CSR berakar dari etika dan prinsip-prinsip yang berlaku di Perusahaan dan dimasyarakat. Etika yang dianut merupakan bagian dari budaya (corporate culture); dan etika yang dianut masyarakat merupakan bagian dari budaya masyarakata. Prisnsip-prinsip atau azas yang berlaku di masyarakat juga termasuk berbagai peraturan dan regulasi pemerintah sebagai bagian dari sistem ketatanegaraan.

Menurut Jones (2001) seseorang atau lembaga dapat dinilai membuat keputusan atau bertindak etis bila: 1) Keputusan atau tindakan dilakukan berdasarkan nilai atau standar yang diterima dan berlaku pada lingkungan organisasi yang bersangkutan. 2) Bersedia mengkomunikasikan keputusan tersebut kepada seluruh pihak yang terkait. 3) Yakin orang lain akan setuju dengan keputusan tersebut atau keputusan tersebut mungkin diterima dengan alasan etis.
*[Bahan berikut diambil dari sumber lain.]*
Issue #712, opened 2022-09-20
Show colored UI avatars for new users


vickydonor-99:
What is to be done ?
Changed ui-avatars of new members

PR #735, opened 2022-10-06
Feature/one time user colors

isVivek99:
**This is a one-time PR**

Issue Ticket Number:- #712 
API Contract: - API contract https://github.com/Real-Dev-Squad/website-api-contracts/pull/147
Frontend PR: https://github.com/Real-Dev-Squad/website-members/pull/396

Backend changes
- [x]  Yes
- [ ] No

Frontend Changes
- [ ]  Yes
- [x] No

Database changes
- [x]  Yes
- [ ] No

- [ ]  Yes
- [x] No

Deployment notes
None

Description
- This `PR` will add a colors id for each user which will then be used on frontend for users to see their profile is a specific color.

Testing Stats:
file: `controllers/userMigrations.js`

Screenshot 2023-08-15 at 11 15 11 AM

file: `models/userMigrations.js`

 Screenshot 2023-08-09 at 10 35 55 AM

file `utils/helpers.js`

Screenshot 2023-08-15 at 11 18 19 AM

### DIFF
--- a/utils/helper.js
+++ b/utils/helper.js
@@ -73,6 +73,14 @@ const getPaginatedLink = ({
  * @returns random Index number : index between the range 0 to array.length
  */
 const getRandomIndex = (maxLength = 10) => {
+  if (typeof maxLength !== "number") {
+    throw new Error("maxLength must be a number");
+  }
+
+  if (maxLength <= 0) {
+    throw new Error("maxLength must be a positive number");
+  }
+
   return Math.floor(Math.random() * maxLength);
 };
 


constants/cardColorArray.js
```diff
@@ -0,0 +1,12 @@
...
+  { color_primary: "#E9C46A", color_secondary: "#FFE094" },
+  { color_primary: "#F4A261", color_secondary: "#FFBF8C" },
+  { color_primary: "#2A9D8F", color_secondary: "#42E0CD" },
+  { color_primary: "#165692", color_secondary: "#3D8BD3" },
+  { color_primary: "#264653", color_secondary: "#387892" },
+  { color_primary: "#B93160", color_secondary: "#D75281" },
+  { color_primary: "#A5C9CA", color_secondary: "#E7F6F2" },
+  { color_primary: "#6E85B7", color_secondary: "#B2C8DF" },
+  { color_primary: "#FBA1A1", color_secondary: "#FBC5C5" },
+];
```
pallabez, line 12: Shouldn't it be UPPER_CASE for constants?

models/users.js
```diff
@@ -188,6 +189,39 @@ const fetchUserImage = async (users) => {
...
+      }
+    }
+    await Promise.all(updateUserPromises);
+    return { count: migratedUsers.length, users: migratedUsers };
+  } catch (err) {
+    logger.error("Error adding default colors to users", err);
+    throw err;
+  }
+};
+
```
pallabez, line 224: Can we move this to `models/migration.js`?

utils/users.js
```diff
@@ -81,9 +81,19 @@ const getParticipantUserIds = async (participantArray) => {
...
 };
 
+/**
+ * Returns a random object from the array of colors to user
+ * @param cardColorArray {array} : color containing array
+ * @returns userColorIndex number : index between the range 0 to cardColorArray.length
+ */
+const addColorsProperty = (cardColorArray) => {
+  return Math.floor(Math.random() * (cardColorArray.length - 0) + 0);
+};
```
pallabez, line 91: Can we make it more generic? 

something like 
`const getRandomItem = (array = []) => { return ...}

models/users.js
```diff
@@ -188,6 +189,39 @@ const fetchUserImage = async (users) => {
...
+    usersSnapshot.forEach((doc) => usersArr.push({ id: doc.id, ...doc.data() }));
+
+    for (const user of usersArr) {
+      const colors = user.colors ? user.colors : {};
+      if (user.colors === undefined) {
+        const userColorIndex = addColorsProperty(cardColorArray);
+
+        colors.primary_color = cardColorArray[parseInt(userColorIndex)].color_primary;
+        colors.secondary_color = cardColorArray[parseInt(userColorIndex)].color_secondary;
```
pallabez, line 212: Instead of setting color code directly here, can we store id that relates to that color.

Eg - In constant file we can have -
```
module.exports = [
  { color_id: 1, color_primary: "#DB1212", color_secondary: "#F88181" },
   ...
 ```
 and do `colors.colorId = randomColor.color_id`

File: test/integration/users.test.js [hunk 5]
```diff
@@ -565,4 +569,48 @@ describe("Users", function () {
...
+          );
+
+          expect(migratedUsernames).to.not.include.any.members(
+            userWithColorProperty,
+            "Should not modify color property of user with color object"
+          );
+          return done();
+        });
+    });
+  });
```
pallabez, line 615: thanks for the test

utils/users.js
vickydonor-99: why should we make it generic, when we have a specific use case for the function?

pallabez: Good point out. We are making it generic as to be able to use it in other places in future .

models/users.js
vickydonor-99: i got the part where we use id, but
`colors.colorId = randomColor.color_id`
would just add a property to colors like this:
`{colorId: 1}`

pallabez: Yes that's what we want. So in frontend, we assign colors to `colorId`. 

Let's say we want to change users with color red to blue. By the original approach, we need to update color of every user with color red. Using color_id we can change color in one line in frontend.

vickydonor-99: oh, ok I get it, so does it make sense to mantain a colorArray at the backend as well. I think we would have to mantain the array on both FE and BE with this approach, wdyt?

pallabez: Ideally this should be stored in a remote config. Eg - Firebase remote config.

But for now we can use keep it in frontend only, if needed make a api, `/colors` for the color array.

vickydonor-99: I have made the change, Can we approve the PR?

utils/users.js
```diff
@@ -81,9 +81,19 @@ const getParticipantUserIds = async (participantArray) => {
...
 
+/**
+ * Returns a random object from the array of colors to user
+ * @param array {array} : array containing objects
+ * @returns random Index number : index between the range 0 to array.length
+ */
+const getRandomIndex = (array = []) => {
+  return Math.floor(Math.random() * (array.length - 0) + 0);
+};
+
```
pallabez, line 92: Can we put this function on a more generic file? Such as `utils/helper.js`

constants/cardColorArray.js
```diff
@@ -0,0 +1,12 @@
...
+  { COLOR_ID: 2, COLOR_PRIMARY: "#F4A261", COLOR_SECONDARY: "#FFBF8C" },
+  { COLOR_ID: 3, COLOR_PRIMARY: "#2A9D8F", COLOR_SECONDARY: "#42E0CD" },
+  { COLOR_ID: 4, COLOR_PRIMARY: "#165692", COLOR_SECONDARY: "#3D8BD3" },
+  { COLOR_ID: 5, COLOR_PRIMARY: "#E9C46A", COLOR_SECONDARY: "#FFE094" },
+  { COLOR_ID: 6, COLOR_PRIMARY: "#264653", COLOR_SECONDARY: "#387892" },
+  { COLOR_ID: 7, COLOR_PRIMARY: "#B93160", COLOR_SECONDARY: "#D75281" },
+  { COLOR_ID: 8, COLOR_PRIMARY: "#A5C9CA", COLOR_SECONDARY: "#E7F6F2" },
+  { COLOR_ID: 9, COLOR_PRIMARY: "#6E85B7", COLOR_SECONDARY: "#B2C8DF" },
+  { COLOR_ID: 10, COLOR_PRIMARY: "#FBA1A1", COLOR_SECONDARY: "#FBC5C5" },
+];
```
pallabez, line 12: We are not using COLOR_PRIMARY or COLOR_SECONDARY, can we remove it?

pallabez:
Other than the 2 comments above, everything looks good to me. We can proceed with merging after those are resolved. Thanks for the PR.

constants/cardColorArray.js
vickydonor-99: we would be using `/colors` api, in the future, wouldn't we require it then?

utils/users.js
vickydonor-99: should i make a `migrations.js` file?

pallabez: getRandomIndex is a generic function that can be used anywhere. I don't think migrations.js would be suitable here.

vickydonor-99: got it, made the changes

pallabez (approved):
LGTM

utils/helpers.js
```diff
@@ -0,0 +1,12 @@
+/**
+ * Returns a random object from the array of colors to user
+ * @param array {array} : array containing objects
+ * @returns random Index number : index between the range 0 to array.length
+ */
+const getRandomIndex = (array = []) => {
+  return Math.floor(Math.random() * (array.length - 0) + 0);
```
ankushdharkar, line 7: Lot of zero operations :D
What value do they add?

harshith-venkatesh: I am curious now too😅

models/migrations.js
```diff
@@ -0,0 +1,40 @@
...
+    const usersArr = [];
+
+    usersSnapshot.forEach((doc) => usersArr.push({ id: doc.id, ...doc.data() }));
+
+    for (const user of usersArr) {
+      const colors = user.colors ? user.colors : {};
+      if (user.colors === undefined) {
+        const userColorIndex = getRandomIndex(cardColorIdArray);
+
+        colors.color_id = cardColorIdArray[parseInt(userColorIndex)].COLOR_ID;
```
harshith-venkatesh, line 24: Would it be better to handle parseInt or whether index is number in function itself?

vickydonor-99: actually I am returning a number , but there is an es-lint issue which was popping up

utils/helpers.js
vickydonor-99: doesn't add any value , will remove it

Maheima (approved):
LGTM!

rupal-2505 (dismissed):
LGTM!

test/integration/userMigrations.test.js
```diff
@@ -0,0 +1,81 @@
...
+const app = require("../../server");
+const authService = require("../../services/authService");
+const addUser = require("../utils/addUser");
+const cleanDb = require("../utils/cleanDb");
+// Import fixtures
+const userData = require("../fixtures/user/user")();
+const superUser = userData[4];
+const nonSuperUser = userData[0];
+const userWithColorProperty = [userData[5].username];
+const colorBearingUsernames = [superUser.username, nonSuperUser.username];
```
ankushdharkar, line 14: Why do these two type of users bear colors?

ankushdharkar (changes requested):

models/userMigrations.js
```diff
@@ -0,0 +1,40 @@
...
+      const colors = user.colors ? user.colors : {};
+      if (user.colors === undefined) {
+        const userColorIndex = getRandomIndex(cardColorIdArray);
+
+        colors.color_id = cardColorIdArray[parseInt(userColorIndex)].COLOR_ID;
+        updateUserPromises.push(userModel.doc(user.id).set({ ...user, colors }));
+        migratedUsers.push(user.username);
+      }
+    }
+
```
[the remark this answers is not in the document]
alishvagadiya: We can use transactions in firestore.

Link for reference - https://firebase.google.com/docs/firestore/manage-data/transactions

test/fixtures/user/user.js
```diff
@@ -144,6 +144,9 @@ module.exports = () => {
         app_owner: true,
         archived: true,
       },
+      colors: {
+        color_id: 2,
```
prakashchoudhary07, line 148: If its already a color object, then we can call it id itself instead of color_id?

controllers/userMigrations.js
```diff
@@ -0,0 +1,42 @@
...
+      if (user.colors === undefined) {
+        const userColorIndex = getRandomIndex(userColors);
+        colors.color_id = userColorIndex;
+        updateUserPromises.push(userModel.doc(user.id).set({ ...user, colors }));
+        migratedUsers.push(user.username);
+      }
+    }
+
+    await Promise.all(updateUserPromises);
+
```
prakashchoudhary07, line 29: What do you think on considering using firestore batched writes or transactions

https://firebase.google.com/docs/firestore/manage-data/transactions

isVivek99: yes makes sense

test/fixtures/user/user.js
```diff
@@ -144,6 +144,9 @@ module.exports = () => {
...
+      },
```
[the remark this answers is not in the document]
isVivek99: not sure ATM, we can make it just color_id, but if we are going to add more colors in the future then this would be better,  should i change the property?

models/userMigrations.js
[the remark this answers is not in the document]
isVivek99: updated with batch updates

controllers/userMigrations.js
isVivek99: updated with batch

test/fixtures/user/user.js
isVivek99: resolving this duplicate comment

iamitprakash (dismissed):

utils/helpers.js
```diff
@@ -0,0 +1,12 @@
+/**
+ * Returns a random object from the array of colors to user
+ * @param array {array} : array containing objects
+ * @returns random Index number : index between the range 0 to array.length
+ */
+const getRandomIndex = (arrayLength = 10) => {
+  return Math.floor(Math.random() * arrayLength);
+};
```
heyrandhir, line 8: this will return 1 less than array length as we are using math.floor. do we need even the upper bound i.e 10 here. if yes we should use `math.ceil`

controllers/userMigrations.js
```diff
@@ -0,0 +1,57 @@
...
+        totalCount++;
+        users.push(user.username);
+        if (operationCounter === MAX_TRANSACTION_WRITES) {
+          batchArray.push(firestore.batch());
+          batchIndex++;
+          operationCounter = 0;
+        }
+      }
+    }
+    batchArray.forEach(async (batch) => await batch.commit());
```
heyrandhir, line 43: this seems to be business logic. should better be handled in the model instead of controller

controllers/userMigrations.js
```diff
@@ -0,0 +1,57 @@
...
+
+    return res.json({
+      message: "User colors updated successfully!",
+      usersDetails: { count: totalCount, users },
+    });
```
heyrandhir, line 48: we are returning the entire users from the db. this will be huge. I think returning the no of users updated. no of users unaffected and other metrics should be fine.

heyrandhir (changes requested):
Can you also update the API Contracts and Data Model as well in the ticket.

controllers/userMigrations.js
```diff
@@ -0,0 +1,57 @@
...
+    let batchIndex = 0;
+    let totalCount = 0;
+
+    for (const user of usersArr) {
+      const colors = user.colors ?? {};
+      if (user.colors === undefined) {
+        const userColorIndex = getRandomIndex(USER_COLORS);
+        colors.color_id = userColorIndex;
+        const docId = userModel.doc(user.id);
+        batchArray[parseInt(batchIndex)].set(docId, { ...user, colors });
```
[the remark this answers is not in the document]
isVivek99: yes we are batch updating, 
docs for reference
https://firebase.google.com/docs/firestore/manage-data/transactions

isVivek99:
> Can you also update the API Contracts and Data Model as well in the ticket.

yes added

controllers/userMigrations.js
isVivek99: ok makes sense will update this

models/userMigrations.js
```diff
@@ -0,0 +1,25 @@
+const firestore = require("../utils/firestore");
+const userModel = firestore.collection("users");
+
+/**
+ * Adds default colors property
+ * @return {Promise<usersMigrated|Object>}
+ */
+
+const addDefaultColors = async () => {
```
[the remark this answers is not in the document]
isVivek99: i had all the logic inside the function, can you check this comment once
https://github.com/Real-Dev-Squad/website-backend/pull/735#discussion_r1014571527,  based on this I moved it out

utils/helpers.js
isVivek99: if we have an array of length 10, then we can only index it upto arr[9], thats why  `math.floor`

controllers/userMigrations.js
isVivek99: i had all the logic inside the function, can you check this comment once
https://github.com/Real-Dev-Squad/website-backend/pull/735#discussion_r1014571527, based on this I moved it out

controllers/userMigrations.js
isVivek99: what all other metrics should i send?

models/userMigrations.js
```diff
@@ -0,0 +1,25 @@
+const firestore = require("../utils/firestore");
+const userModel = firestore.collection("users");
+
+/**
+ * Adds default colors property
+ * @return {Promise<usersMigrated|Object>}
```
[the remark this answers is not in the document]
isVivek99: this was based on some old code, pushing updates

models/userMigrations.js
```diff
@@ -0,0 +1,25 @@
...
+ */
+
+const addDefaultColors = async () => {
+  try {
+    const usersSnapshot = await userModel.get();
+    const usersArr = [];
+
+    usersSnapshot.forEach((doc) => usersArr.push({ id: doc.id, ...doc.data() }));
+
+    return { usersArr, userModel };
```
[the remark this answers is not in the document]
isVivek99: done

controllers/userMigrations.js
```diff
@@ -0,0 +1,57 @@
+const firestore = require("../utils/firestore");
+const userQuery = require("../models/userMigrations");
+const logger = require("../utils/logger");
```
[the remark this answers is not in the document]
isVivek99: what exactly are we talking about?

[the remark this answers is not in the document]
isVivek99: if it is logger, it is being used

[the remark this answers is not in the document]
heyrandhir: I think its a global variable, in other files it isnt being imported before using.

controllers/userMigrations.js
heyrandhir: something of the sort total no of users fetched for this out of which how many were updated and similarly other details whatever you feel relevant.

controllers/userMigrations.js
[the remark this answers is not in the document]
isVivek99: got it

routes/userMigrations.js
```diff
@@ -0,0 +1,10 @@
+const express = require("express");
+const router = express.Router();
+const authenticate = require("../middlewares/authenticate");
+const authorizeRoles = require("../middlewares/authorizeRoles");
+const { SUPERUSER } = require("../constants/roles");
+const migrations = require("../controllers/userMigrations");
+
+router.patch("/addDefaultColorProperty", authenticate, authorizeRoles([SUPERUSER]), migrations.addDefaultColors);
```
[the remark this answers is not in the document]
isVivek99: updated now

controllers/userMigrations.js
isVivek99: updated now

routes/userMigrations.js
```diff
@@ -0,0 +1,10 @@
+const express = require("express");
+const router = express.Router();
+const authenticate = require("../middlewares/authenticate");
+const authorizeRoles = require("../middlewares/authorizeRoles");
+const { SUPERUSER } = require("../constants/roles");
+const migrations = require("../controllers/userMigrations");
+
+router.patch("/userDefaultColor", authenticate, authorizeRoles([SUPERUSER]), migrations.addDefaultColors);
```
heyrandhir, line 8: we should typically use lowercase words separated by hyphens in route names instead of came case

controllers/userMigrations.js
```diff
@@ -0,0 +1,61 @@
...
+        totalCount++;
+        users.push(user.username);
+        if (operationCounter === MAX_TRANSACTION_WRITES) {
+          batchArray.push(firestore.batch());
+          batchIndex++;
+          operationCounter = 0;
+        }
+      }
+    }
+    batchArray.forEach(async (batch) => await batch.commit());
```
heyrandhir, line 43: I believe the batch operation will interact with Firestore, and it seems more appropriate to handle it within the models rather than the controller. as we are updating the docs in our DB. I'm still not convinced it should be placed in the controller. but still will rest the decision to you.

heyrandhir (changes requested):
we are modifying user resource here ideally this route should be in users.

controllers/userMigrations.js
heyrandhir: As per @ankushdharkar - `The model file should only be responsible for interactions with firestore. The manipulation should take place in controller file, if I am not wrong.` Don't you feel the batch operation is a  interaction with firestore @isVivek99 .

isVivek99: yes the batch is an interaction with firestore, moving it to models then

routes/userMigrations.js
isVivek99: ok thanks, i will update this

isVivek99:
> we are modifying user resource here ideally this route should be in users.

this was discussed with @pallabez , again the discussion took place long time ago and it was decided to use this route for migrations. It is a one time PR so the code will not exist after this. Let me know what should be done here

heyrandhir:
> > we are modifying user resource here ideally this route should be in users.
> 
> this was discussed with @pallabez , again the discussion took place long time ago and it was decided to use this route for migrations. It is a one time PR so the code will not exist after this. Let me know what should be done here

so do you mean that for new users these random values are being added. only for the old users this is a 1 time script ?

isVivek99:
> > > we are modifying user resource here ideally this route should be in users.
> > 
> > 
> > this was discussed with @pallabez , again the discussion took place long time ago and it was decided to use this route for migrations. It is a one time PR so the code will not exist after this. Let me know what should be done here
> 
> so do you mean that for new users this random color constant are being added. only for the old users this is a 1 time fix ?

this will only be for existing users, I am not sure if a new user signs up we are adding them a color property

heyrandhir:
> > > > we are modifying user resource here ideally this route should be in users.
> > > 
> > > 
> > > this was discussed with @pallabez , again the discussion took place long time ago and it was decided to use this route for migrations. It is a one time PR so the code will not exist after this. Let me know what should be done here
> > 
> > 
> > so do you mean that for new users this random color constant are being added. only for the old users this is a 1 time fix ?
> 
> this will only be for existing users, I am not sure if a new user signs up we are adding them a color property, we can also have a follow up `PR` for that

In this scenario, it seems more logical to write that part initially otherwise, the current script will function for all the current users, but the color property will be missing for new users and the super user will need to run this every time new users are added in the DB. Alternatively, if we add it for new users first, then we can ensure that everyone is covered. Once the script is executed, we can then remove the script for once and for all. What do you think @vivek-geekyants @isVivek99

test/integration/userMigrations.test.js
```diff
@@ -0,0 +1,71 @@
...
+        .set("cookie", `${cookieName}=${superUserAuthToken}`)
+        .end((err, res) => {
+          if (err) {
+            return done(err);
+          }
+
+          expect(res).to.have.status(200);
+          expect(res.body.usersDetails.totalUsersFetched).to.be.equal(colorBearingUsernames.length);
+          expect(res.body.usersDetails.totalUsersUpdated).to.be.equal(colorBearingUsernames.length);
+          expect(res.body.usersDetails.totalUsersUnaffected).to.be.equal(0);
```
heyrandhir, line 66: can we also write a test in which we test users who don't have the color property pre-existing are not affected.

heyrandhir (changes requested):
Just noticed model tests are missing 👀

test/integration/userMigrations.test.js
isVivek99: sure , i had that check, but after removing usernames i removed it, ill add it back in some other. way

isVivek99:
> Just noticed model tests are missing 👀

will be updating

isVivek99:
yes will raise a seperate `PR` for that, lets not stop this PR being approved for that.

test/integration/users.test.js
```diff
@@ -50,6 +50,7 @@ describe("Users", function () {
     userId = await addUser();
     jwt = authService.generateAuthToken({ userId });
     superUserId = await addUser(superUser);
+
```
heyrandhir, line 53: Nit : if this file we are not changing we can remove this unwanted change.

test/integration/userMigrations.test.js
heyrandhir: @isVivek99 still can't see the assertion for users who have the color property pre-existing and are not affected.

heyrandhir (changes requested):

models/userMigrations.js
```diff
@@ -0,0 +1,63 @@
...
+ *
+ * @param req {Object} - Express request object
+ * @param res {Object} - Express response object
+ */
+
+const addDefaultColors = async (batchSize = MAX_TRANSACTION_WRITES) => {
+  try {
+    if (batchSize > MAX_TRANSACTION_WRITES) {
+      throw new Error(`Error cannot add more than ${batchSize} users at once .`);
+    }
```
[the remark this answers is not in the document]
isVivek99: if user passes a higher batch size that what is expected then we throw an error beforehand

controllers/userMigrations.js
```diff
@@ -0,0 +1,27 @@
+const userQuery = require("../models/userMigrations");
+const { SOMETHING_WENT_WRONG } = require("../constants/errorMessages");
+const MAX_TRANSACTION_WRITES = 499;
```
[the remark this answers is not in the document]
isVivek99: we can control batch sizes if we pass through controller

models/userMigrations.js
```diff
@@ -0,0 +1,63 @@
...
+    let batchIndex = 0;
+    let totalCount = 0;
+
+    for (const user of usersArr) {
+      const colors = user.colors ?? {};
+      if (!user.colors) {
+        const userColorIndex = getRandomIndex(USER_COLORS);
+        colors.color_id = userColorIndex;
+        const docId = userModel.doc(user.id);
+        batchArray[parseInt(batchIndex)].set(docId, { ...user, colors });
```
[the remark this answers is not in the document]
isVivek99: agree, will update

test/integration/userMigrations.test.js
isVivek99: i have added a similar test in the model test.
[test/unit/models/userMigrations.test.js](https://github.com/Real-Dev-Squad/website-backend/pull/735/files#diff-706d009a498138cfe882b0ee3428b8357316e116c8f4866382eb4ea1f328d6da)
does this suffice?

models/userMigrations.js
```diff
@@ -0,0 +1,63 @@
...
+ * @param res {Object} - Express response object
+ */
+
+const addDefaultColors = async (batchSize = MAX_TRANSACTION_WRITES) => {
+  try {
+    if (batchSize > MAX_TRANSACTION_WRITES) {
+      throw new Error(`Error cannot add more than ${batchSize} users at once .`);
+    }
+    const usersSnapshot = await userModel.get();
+    const usersArr = [];
```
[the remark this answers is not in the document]
isVivek99: i thought we can only access user through id or usernames, ill check it

models/userMigrations.js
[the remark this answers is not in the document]
isVivek99: i got it, updating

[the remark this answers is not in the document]
isVivek99: also i am passing batchSize as a parameter for testing if batch works correctly , using tests

models/userMigrations.js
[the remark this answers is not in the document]
isVivek99: I have used the dataAccessLayer for this, but the layer has only provision to fetch un-archived users, but we want to get all users, what should we do in this case?

test/integration/userMigrations.test.js
heyrandhir: > i have added a similar test in the model test. [test/unit/models/userMigrations.test.js](https://github.com/Real-Dev-Squad/website-backend/pull/735/files#diff-706d009a498138cfe882b0ee3428b8357316e116c8f4866382eb4ea1f328d6da) does this suffice?

it would be great if we could add in integration test. This expansion in coverage will enhance our confidence in the system. 😊

models/userMigrations.js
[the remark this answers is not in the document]
heyrandhir: Your current code should suffice for now. We can proceed without blocking your pull request. Let's create a ticket to keep track of this task, and when you find the time and bandwidth, we can address it after this current work. 

CC @mailmesriza98 @prakashchoudhary07

models/userMigrations.js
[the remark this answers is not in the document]
heyrandhir: Still not resolved @isVivek99 sir 🥲

routes/index.js
```diff
@@ -19,6 +19,7 @@ app.use("/users/status", require("./userStatus.js"));
 app.use("/users", require("./users.js"));
 app.use("/profileDiffs", require("./profileDiffs.js"));
 app.use("/wallet", require("./wallets.js"));
+app.use("/migrations", require("./userMigrations.js"));
```
heyrandhir, line 22: if you are aware @ankushdharkar has strongly advised against approving pull requests that don't adhere to the correct naming convention. As `migrations` isn't a resource, could you kindly consider relocating this route under `\users` ?

heyrandhir (changes requested):

models/userMigrations.js
```diff
@@ -0,0 +1,63 @@
...
+ *
+ * @param req {Object} - Express request object
+ * @param res {Object} - Express response object
+ */
+
+const addDefaultColors = async (batchSize = MAX_TRANSACTION_WRITES) => {
+  try {
+    const usersSnapshotArr = await dataAccess.retrieveUsers({ query: { size: MAX_USERS_SIZE } });
+    const usersArr = usersSnapshotArr.users;
+    // usersSnapshot.users.forEach((doc) => usersArr.push({ id: doc.id, ...doc }));
```
heyrandhir, line 20: please remove the commented code if not needed !

test/unit/models/userMigrations.test.js
```diff
@@ -0,0 +1,52 @@
...
+    expect(response.totalUsersUnaffected).to.equal(1);
+  });
+  it("should not affect users already having color property", async function () {
+    // Manually add a color property to a user
+    const userId = await addUser(userData[0]);
+    await userModel.doc(userId).update({ colors: { color_id: 3 } });
+    const response = await userMigrationModel.addDefaultColors(MAX_TRANSACTION_WRITES);
+    expect(response.totalUsersFetched).to.equal(6);
+    expect(response.totalUsersUpdated).to.equal(4);
+    expect(response.totalUsersUnaffected).to.equal(2);
```
heyrandhir, line 46: we added color property to 1 user but why are 2 users unaffected 🤔

utils/helpers.js
```diff
@@ -0,0 +1,12 @@
+/**
+ * Returns a random object from the array of colors to user
+ * @param array {array} : array containing objects
+ * @returns random Index number : index between the range 0 to array.length
+ */
+const getRandomIndex = (arrayLength = 10) => {
```
heyrandhir, line 6: Nit: we call the function parameter `maxIndex` so that parameter represents the maximum index value that the random index should not exceed.

heyrandhir, line 6: since this is a helper function and might be used later. is negative number also permissible ?

isVivek99: nope it's not permissible

test/unit/models/userMigrations.test.js
isVivek99: we already have a user with color property who we are adding to the DB

utils/helpers.js
isVivek99: updated

isVivek99: updated now, does this work?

Suatu perusahaan seharusnya tidak hanya mengeruk keuntungan sebanyak mungkin, tetapi juga mempunyai etika dalam bertindak menggunakan sumberdaya manusia dan lingkungan guna turut mewujudkan pembangunan berkelanjutan. Pengukuran kinerja yang semata dicermati dari komponen keuangan dan keuntungan (finance) tidak akan mampu membesarkan dan melestarikan , karena seringkali berhadapan dengan konflik pekerja, konflik dengan masyarakat sekitar dan semakin jauh dari prinsip pengelolaan lingkungan dengan prinsip pembangunan berkelanjutan.

CSR dan TBL

Sebagai sebuah inovasi sosial baru dalam kehidupan bersama antara perusahaan dengan masyarakat, pemahaman tentang CSR oleh masyarakat perlu ditingkatkan, termasuk masyarakat kampus. Bagaimana masyarakat kampus akan memberikan inovasi dan berkontribusi bagi implementasi CSR untuk mengatasi kemiskinan dan meningkatkan kualitas SDM bila masyarakat kampus belum memiliki pemahaman yang memadai tentang CSR dan persoalan-persoalan yang dihadapi dalam implementasi CSR. Pada hal CSR memiliki potensi besar bagi peningkatan kesejahteraan masyarakat, dan secara akademik akan berkembang menjadi sebuah trans-disiplin yang menggabungkan antara aspek-aspek ilmiah dengan aspek-aspek praktis di masyarakat.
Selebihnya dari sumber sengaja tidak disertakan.